Além das proibições de gestos, roupas e outros sinais apropriados por facções criminosas, grupos de traficantes em Salvador estão restringindo o uso de celulares em áreas onde atuam. A medida, voltada a pessoas que não moram nos bairros controlados pelo tráfico, tem como objetivo impedir a captura de imagens e limitar a circulação de informações. Quem desobedece a regra pode ser punido com espancamentos.
De acordo com um policial militar que prefere não se identificar, a ação é uma estratégia dos criminosos para dificultar o trabalho da polícia e combater espiões de grupos rivais. “A prática de proibir celulares não é nova, especialmente em festas de paredões promovidas pelo tráfico. Agora, essa restrição nas ruas para pessoas que não são do bairro tem o mesmo objetivo: evitar que os traficantes sejam identificados e reduzir o nível de informações que chegam aos rivais ou à polícia. O espancamento é uma forma de impor medo, assim como as mortes relacionadas a sinais usados pelas facções”, explica o policial.
O policial militar Alan Santos, conhecido nas redes sociais por vídeos sobre violência e segurança pública em Salvador, confirmou a existência da prática e citou os bairros Liberdade, IAPI, Garcia e Suburbana como locais onde a restrição ocorre. “O cara não pode entrar no bairro com o celular na mão. Se entra, eles pegam a pessoa e espancam. Não te escutam, simplesmente agem”, relatou.

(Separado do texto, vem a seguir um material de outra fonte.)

PR #2960, opened 2026-08-24
Hardening cache pipeline & fixing drawers

### LINKED ISSUE #2964: revokeObjectURL is passed the Blob instead of the object URL, leaking one URL per AJAX-loaded tile
### Describe the bug

In the `rasterBlob` -> `image` converter, the per-tile object URL is released with
`revokeObjectURL(blob)` - passing the `Blob` where the API expects the URL string. The
call is a no-op, so with `loadTilesWithAjax: true` every loaded tile leaks one object URL
and retains its `Blob` for the lifetime of the page.

The correct value is already in scope three lines above as `url`.

https://github.com/openseadragon/openseadragon/blob/master/src/datatypeconverter.js#L366-L381

```js
const url = (window.URL || window.webkitURL).createObjectURL(blob);
...
img.onerror = img.onabort = e => {
    (window.URL || window.webkitURL).revokeObjectURL(blob);   // <- blob, should be url
    reject(e);
};
img.onload = () => {
    (window.URL || window.webkitURL).revokeObjectURL(blob);   // <- blob, should be url
    resolve(img);
};
```

### Expected behavior

The object URL created by `createObjectURL(url)` is revoked once the image has loaded or
failed, releasing the `Blob`.

### Confirmation that it is a no-op

Checked by observation rather than inference: after OpenSeadragon's own revoke runs, the
object URL still resolves and still returns the tile's bytes. After a corrected
`revokeObjectURL(url)` it fails, as expected.

### Measured cost

Resident set size of a freshly launched browser, panning one slide with
`loadTilesWithAjax: true`:

| session | tiles visited | `` loader | XHR loader | XHR with the revoke corrected |
| --- | --- | --- | --- | --- |
| 36 screens | 777 | +298 MB | +349 MB | +333 MB |
| 81 screens | 1,464 | +361 MB | +481 MB | +434 MB |

The gap scales with tiles *visited* rather than tiles *held*, which is what makes it a leak
rather than a fixed overhead - roughly 80 KB per tile visited, and correcting the revoke
recovers about a third of it. (The remainder is the XHR path's own extra allocations, which
is a separate matter and not a bug.)

### Version

Present in v6.1.0 and in `master` as of today. Only reachable with `loadTilesWithAjax: true`.

### Fix

```diff
         img.onerror = img.onabort = e => {
             // eslint-disable-next-line compat/compat
-            (window.URL || window.webkitURL).revokeObjectURL(blob);
+            (window.URL || window.webkitURL).revokeObjectURL(url);
             reject(e);
         };
         img.onload = () => {
             // eslint-disable-next-line compat/compat
-            (window.URL || window.webkitURL).revokeObjectURL(blob);
+            (window.URL || window.webkitURL).revokeObjectURL(url);
             resolve(img);
         };
```

Happy to open a PR if that is easier than applying it directly.

Aiosa:
Fixes:
 - canvas drawer did not properly update image smoothing
 - data type converter - missing destructors, fix copy convertors (image is immutable), robustness
 - tile cache - clear properly track zombies + loaded caches, typo fixes 
 - tiled image - levelOpacity driven by `minPixelRatio`
 - webgl drawer - proper updates of texture samplings
 - html drawer now accepts canvas (problem was that cloneNode does not carry over pixels)

### DIFF
--- a/src/canvasdrawer.js
+++ b/src/canvasdrawer.js
@@ -78,7 +78,8 @@ class CanvasDrawer extends OpenSeadragon.DrawerBase{
 
         // Image smoothing for canvas rendering (only if canvas is used).
         // Canvas default is "true", so this will only be changed if user specifies "false" in the options or via setImageSmoothinEnabled.
-        this._imageSmoothingEnabled = true;
+        this._imageSmoothingEnabled = this.options.imageSmoothingEnabled !== undefined ?
+            !!this.options.imageSmoothingEnabled : true;
 
         // Since the tile-drawn and tile-drawing events are fired by this drawer, make sure handlers can be added for them
         this.viewer.allowEventHandler("tile-drawn");
@@ -169,7 +170,7 @@ class CanvasDrawer extends OpenSeadragon.DrawerBase{
      */
     setImageSmoothingEnabled(imageSmoothingEnabled){
         this._imageSmoothingEnabled = !!imageSmoothingEnabled;
-        this._updateImageSmoothingEnabled(this.context);
+        this._applyImageSmoothingEnabled();
         this.viewer.forceRedraw();
     }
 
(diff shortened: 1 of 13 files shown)


iangilman (approved):
Okay, finally took a look at this. Looks like a lot of great stuff! I think I'll merge it after releasing 6.1.1, just because there's so much of it; even though it's all bug fixes, I think it still needs some burn-in time before release.

jwindhager:
Just commenting here to say thank you - we're eagerly awaiting the cache count fix (building our application with patch files until then)!

iangilman:
@jwindhager Excellent. It may be a little bit... we have some additional cleanup in the works and then we'll want to give things a chance to settle. I'm glad you have a short term solution with the patch files.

Alan também compartilhou um caso específico em que um jovem foi agredido ao tentar usar o celular para localizar parentes. “O menino estava chegando na casa de familiares e fez uma chamada de vídeo. Antes que os parentes chegassem, os criminosos o espancaram. Ele precisou ser internado e passou por cirurgia. Era uma criança”, contou o PM.
Outro policial ouvido pela reportagem, que também pediu anonimato, destacou que os casos não são generalizados, mas se concentram em áreas de confronto intenso, como o IAPI, onde grupos rivais disputam o território. “Ainda são poucos registros, mas isso existe, principalmente em lugares onde a guerra entre facções, como o Comando Vermelho e o Bonde do Maluco, é constante.”
Governança pelo terror
A restrição ao uso de celulares é vista como mais uma forma de domínio e terror imposta pelas facções. O coronel reformado da Polícia Militar e especialista em segurança pública Antônio Jorge Melo avalia que essas ações fazem parte de uma estratégia maior para consolidar o controle sobre as comunidades.
“Essas facções estão ampliando seu domínio por meio do medo, impondo regras e limitando a liberdade das pessoas. Isso é apenas mais um passo para fortalecer a governança criminosa sobre os moradores das áreas onde elas atuam”, analisou Melo.
Além das restrições ao uso de celulares, moradores relatam ameaças e até mortes motivadas por gestos, expressões, roupas e até cortes de cabelo, considerados ofensivos ou ligados a facções rivais. A situação evidencia a expansão do controle e da influência do tráfico sobre a rotina de diversas comunidades na Bahia.